To do so is simply disingenuous.

mangeorge - I agree with every word you have said, including my inaccurate use of the word platitude. I guess I am just tired and frustrated with all the good theories I believed in for so long having failed so dismally. I am also concerned how often the solutions are ‘dull or insipid’ - things like - ‘develop mutual respect’ - these statements are just too vague. Solutions need practical implementations. How do you practically develop mutual respect? Add that to the statement, and it loses the vagueness.

I am very conscious of the fact that I am writing from the south of the continent about problems that ar a long way away and that I don’t really know enough about. Until the issue was first fully aired about a month ago, I had no idea the problem was so bad.

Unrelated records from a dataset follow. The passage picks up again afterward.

PR #1071, opened 2022-03-10
fix: Don't throw exception when getting representation of unrun GCA objects

samgoodman:
- [] Appropriate docs were updated (if necessary)

Fixes b/197264919 🦕


tests/unit/aiplatform/test_custom_job.py
```diff
@@ -661,3 +661,36 @@ def test_create_from_local_script_with_all_args(
         assert (
             job._gca_resource.state == gca_job_state_compat.JobState.JOB_STATE_SUCCEEDED
         )
+
+    def test_check_custom_job_availability(self, get_custom_job_mock, create_custom_job_mock):
```
sasha-gitg, line 665: We're moving towards using `@pytest.mark.usefixtures` when we don't consume the fixture in the test directly (asserting some state against it) in the test:

```suggestion
    @pytest.mark.usefixtures('get_custom_job_mock', 'create_custom_job_mock')
    def test_check_custom_job_availability(self):
```

sasha-gitg (commented):
LGTM! Minor comments.

google/cloud/aiplatform/base.py
```diff
@@ -655,6 +655,15 @@ def gca_resource(self) -> proto.Message:
         self._assert_gca_resource_is_available()
         return self._gca_resource
 
+    @property
+    def resource_is_available(self) -> bool:
```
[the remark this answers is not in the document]
samgoodman: Done

tests/unit/aiplatform/test_custom_job.py
samgoodman: Done

sasha-gitg (approved):

PR #1076, opened 2022-03-10
fix: Fix import error string showing wrong pip install path

taiseiak:
Fix import error showing `python-aiplatform` instead of `google-cloud-aiplatform`.

### DIFF
--- a/google/cloud/aiplatform/explain/lit.py
+++ b/google/cloud/aiplatform/explain/lit.py
@@ -29,7 +29,7 @@ try:
 except ImportError:
     raise ImportError(
         "LIT is not installed and is required to get Dataset as the return format. "
-        'Please install the SDK using "pip install python-aiplatform[lit]"'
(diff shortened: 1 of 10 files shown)


google/cloud/aiplatform/explain/lit.py
```diff
@@ -29,23 +29,23 @@
...
+        'Please install the SDK using "pip install google-cloud-aiplatform[lit]"'
     )
 
 try:
     import tensorflow as tf
 except ImportError:
     raise ImportError(
         "Tensorflow is not installed and is required to load saved model. "
-        'Please install the SDK using "pip install pip install python-aiplatform[lit]"'
+        'Please install the SDK using "pip install pip install google-cloud-aiplatform[lit]"'
```
parthea, line 40:
```suggestion
        'Please install the SDK using "pip install google-cloud-aiplatform[lit]"'
```

parthea (approved):
minor observation, otherwise LGTM

PR #1080, opened 2022-03-15
chore: add cdpe-cloudai team as default codeowner

parthea:


tswast (approved):
I recall this is usually templated, right?

parthea:
@tswast Correct, there is a template for `CODEOWNERS` in synthtool [here](https://github.com/googleapis/synthtool/blob/master/synthtool/gcp/templates/python_library/.github/CODEOWNERS) however this repo requires granular control which is not supported by the template.

PR #1081, opened 2022-03-15
Fix: Give aiplatform logging its own log namespace, let the user configure their own root logger

samgoodman:

Addresses https://github.com/googleapis/python-aiplatform/issues/967 and most of internal b/222347808


google/cloud/aiplatform/featurestore/entity_type.py
```diff
@@ -37,7 +37,7 @@
 
 from google.cloud import bigquery
 
-_LOGGER = base.Logger(__name__)
+_LOGGER = base.Logger()
```
Ark-kun, line 40: This changes the behavior. Previously every module had it's own logger (based on `__name__`).
Not sure what's the best way.

samgoodman: Nope, that's actually still the behavior! __name__ is the default name in the logger constructor.

This 1. removes boilerplate and 2. prevents bad patterns (__name__ should be used whenever possible, this makes it harder to make a mistake)

Ark-kun: >Nope, that's actually still the behavior! name is the default name in the logger constructor.

I'm not sure this is the case. Previously, every python module passed `__name__` to the `Logger` class constructor. So logger for every module was getting a different name.
Now, the `__name__` is only used in the `logger` module. So all logger names will be the same now.
The key piece of information is that `__name__` is bound to the module where it's used.

morgandu: +1, when `_LOGGER = base.Logger()` is being called in different modules, the default value for `__name__` is still the base, though, it does not seem we are enforcing any logging formatting to show the `__name__`. Prefer to be able to trace the logger since we can.

tests/unit/aiplatform/test_logging.py
```diff
@@ -0,0 +1,51 @@
+# -*- coding: utf-8 -*-
+
+# Copyright 2020 Google LLC
```
sasha-gitg, line 3:
```suggestion
# Copyright 2022 Google LLC
```

google/cloud/aiplatform/base.py
```diff
@@ -47,22 +47,26 @@
...
 _DEFAULT_RETRY = retry.Retry()
 
 
 class Logger:
     """Logging wrapper class with high level helper methods."""
 
-    def __init__(self, name: str = ""):
-        """Initializes logger with name.
+    def __init__(self, name: str):
+        """Initializes logger with optional name.
```
sasha-gitg, line 58: No longer optional.

sasha-gitg (approved):
LGTM with minor comments. Thanks Sam!

PR #1133, opened 2022-04-04
fix: Set serving_container_command to entrypoint instead of command to match our requirements

abcdefgs0324:
as https://cloud.google.com/vertex-ai/docs/predictions/custom-container-requirements#server.


kthytang (approved):
Thanks for fixing. How did this come up?

abcdefgs0324:
I found it while I was playing around.

PR #1137, opened 2022-04-04
chore: remove matching engine add copyright header

morgandu:


sasha-gitg (commented):
Can we also make the the matching_engine directory private? `_matching_engine`

sasha-gitg (approved):

andrewferlitsch (approved):

PR #1142, opened 2022-04-06
fix: Replace env var references in given env, command and arg.

abcdefgs0324:
See https://cloud.google.com/ai-platform/prediction/docs/reference/rest/v1/projects.models.versions#containerspec.

### DIFF
--- a/google/cloud/aiplatform/docker_utils/run.py
+++ b/google/cloud/aiplatform/docker_utils/run.py
@@ -18,6 +18,7 @@
 import logging
 import os
 from pathlib import Path
+import re
 from typing import Dict, Optional, Sequence
 
 try:
@@ -46,6 +47,32 @@ def _get_adc_environment_variable():
         The value of the environment variable or None if unset.
     """
     return os.environ.get(_ADC_ENVIRONMENT_VARIABLE)
+
+
+def _replace_env_var_reference(
+        target: str, env_vars: Dict[str, str],
+    ) -> str:
+    """Replaces the environment variable reference in the given string.
+
+    Variable references $(VAR_NAME) are expanded using the container's environment.
+    If a variable cannot be resolved, the reference in the input string will be unchanged.
+    The $(VAR_NAME) syntax can be escaped with a double $$, ie: $$(VAR_NAME). Escaped
+    references will never be expanded, regardless of whether the variable exists or not.
+    More info:
+    https://kubernetes.io/docs/tasks/inject-data-application/define-command-argument-container/#running-a-command-in-a-shell
+
+    Args:
+        target (str):
+            Required. The string to be replaced with the environment variable reference.
+        env_vars (Dict[str, str]):
+            Required. The environment variables used for reference.
+
+    Returns:
+        The updated string.
+    """
+    for key, value in env_vars.items():
+        target = re.sub(fr"(?<!\$)\$\({key}\)", str(value), target)
+    return target
 
 
 def run_prediction_container(
@@ -122,11 +149,10 @@ def run_prediction_container(
     """
     client = docker.from_env()
 
-    envs = (
-        {key: value for key, value in serving_container_environment_variables.items()}
-        if serving_container_environment_variables is not None
-        else {}
-    )
+    envs = {}
+    if serving_container_environment_variables is not None:
+        for key, value in serving_container_environment_variables.items():
+            envs[key] = _replace_env_var_reference(value, envs)
 
     port = prediction_utils.get_prediction_aip_http_port(serving_container_ports)
     envs[prediction.AIP_HTTP_PORT] = port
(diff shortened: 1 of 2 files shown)


tests/unit/aiplatform/test_docker_utils.py
```diff
@@ -154,6 +154,112 @@ def test_run_prediction_container_with_all_parameters(
...
+        environment = {k: v for k, v in serving_container_environment_variables.items()}
+        environment[prediction.AIP_HTTP_PORT] = prediction.DEFAULT_AIP_HTTP_PORT
+        environment[prediction.AIP_HEALTH_ROUTE] = None
+        environment[prediction.AIP_PREDICT_ROUTE] = None
+        environment[prediction.AIP_STORAGE_URI] = ""
+        environment[
+            run._ADC_ENVIRONMENT_VARIABLE
+        ] = run._DEFAULT_CONTAINER_CRED_KEY_PATH
+        # Command references existing environment variables.
+        expected_entrypoint = ["foo", "$$(VAR_1)", "$(VAR_2)"]
```
kthytang, line 210: Can you check to make sure that if the user escapes the syntax, `"$$(VAR_1)"`, that the expected rendering is `"$$(VAR_1)"` and not `"$(VAR_1)"`

kthytang (changes requested):

tests/unit/aiplatform/test_docker_utils.py
abcdefgs0324: Should be `"$(VAR_1)` as https://kubernetes.io/docs/reference/generated/kubernetes-api/v1.22/#envvar-v1-core. Thanks!

google/cloud/aiplatform/docker_utils/run.py
```diff
@@ -138,11 +168,6 @@ def run_prediction_container(
...
     envs[prediction.AIP_STORAGE_URI] = artifact_uri if artifact_uri is not None else ""
 
-    entrypoint = (
-        serving_container_command[:] if serving_container_command is not None else []
-    )
-    command = serving_container_args[:] if serving_container_args is not None else []
-
     credential_from_adc_env = credential_path is None
     credential_path = credential_path or _get_adc_environment_variable()
     if credential_path is not None:
```
kthytang, line 173:
```suggestion
    if credential_path:
```

google/cloud/aiplatform/docker_utils/run.py
```diff
@@ -162,6 +187,17 @@ def run_prediction_container(
     )
     envs[_ADC_ENVIRONMENT_VARIABLE] = credential_mount_path
 
+    entrypoint = (
+        [_replace_env_var_reference(i, envs) for i in serving_container_command]
```
kthytang, line 191: Should `serving_container_command` and `serving_container_args` really be of the type Sequence or can they be Lists? If they can be List, can we default them to [] to avoid this if not None/else [] logic?

Otherwise maybe it's clearer as:
`[_replace_env_var_reference(i, envs) for i in serving_container_command or []]`

or 
`serving_container_command = serving_container_command or []`
`[_replace_env_var_reference(i, envs) for i in serving_container_command]`

kthytang (changes requested):

google/cloud/aiplatform/docker_utils/run.py
```diff
@@ -48,6 +49,36 @@ def _get_adc_environment_variable():
...
+            Required. The environment variables used for reference.
+
+    Returns:
+        The updated string.
+    """
+    # Replace env var references with env vars.
+    for key, value in env_vars.items():
+        target = re.sub(rf"(?<!\$)\$\({key}\)", str(value), target)
+    # Replace $$ with $.
+    target = re.sub(r"\$\$", "$", target)
```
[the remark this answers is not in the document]
abcdefgs0324: I think all double `$$` should be replaced with `$` no matter whether it's followed by the env vars.

From https://kubernetes.io/docs/reference/generated/kubernetes-api/v1.22/#envvar-v1-core,
`
Double $$ are reduced to a single $, which allows for escaping the $(VAR_NAME) syntax: i.e. "$$(VAR_NAME)" will produce the string literal "$(VAR_NAME)".
`

google/cloud/aiplatform/docker_utils/run.py
abcdefgs0324: I choose the second option.

`serving_container_command` and `serving_container_args` are the type Sequence across the SDK. I would like to keep it as is.

google/cloud/aiplatform/docker_utils/run.py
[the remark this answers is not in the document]
kthytang: Got it, SG.

kthytang (approved):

The mandatory reporting laws are state based, so I don’t know what the status is in the Northern Territory nor the rate of response. I know that in the cases I have been involved in way down here in Victoria, the response from authorities was within hours every time. The child did not go home unprotected. I just want that for every child - including those who don’t get it here. This state is far from perfectly protecting its children.

In the long term, self-respect, mutual respect and jobs and all those things are the only solution. The debate today seems to be about time limits on the government control which is currently set at five years. I’d like to see a firm timetable starting from the strict intervention at the moment - which is mostly about medical checks and getting kids into schools and safe - through to much more long term whole community solutions in the five year time scale. With real, measurable outcomes. For example, unemployment rates to decrease by, say, 5% each 6 months, and practical startegies to make sure that happens.

But today I have kids in my own juristiction to worry about, so I shall return to them!

Huh? only marginally better - from what I know of the situation, the Maori were and are amongst the best treated of any inidgenous peoples. This is not to say that their treatment was perfect, or that errors weren’t made. However at the time it was light years beyond what anyone else was doing.

I wish you, and all the kids, well Lynne. People do appreciate your efforts and the good they do.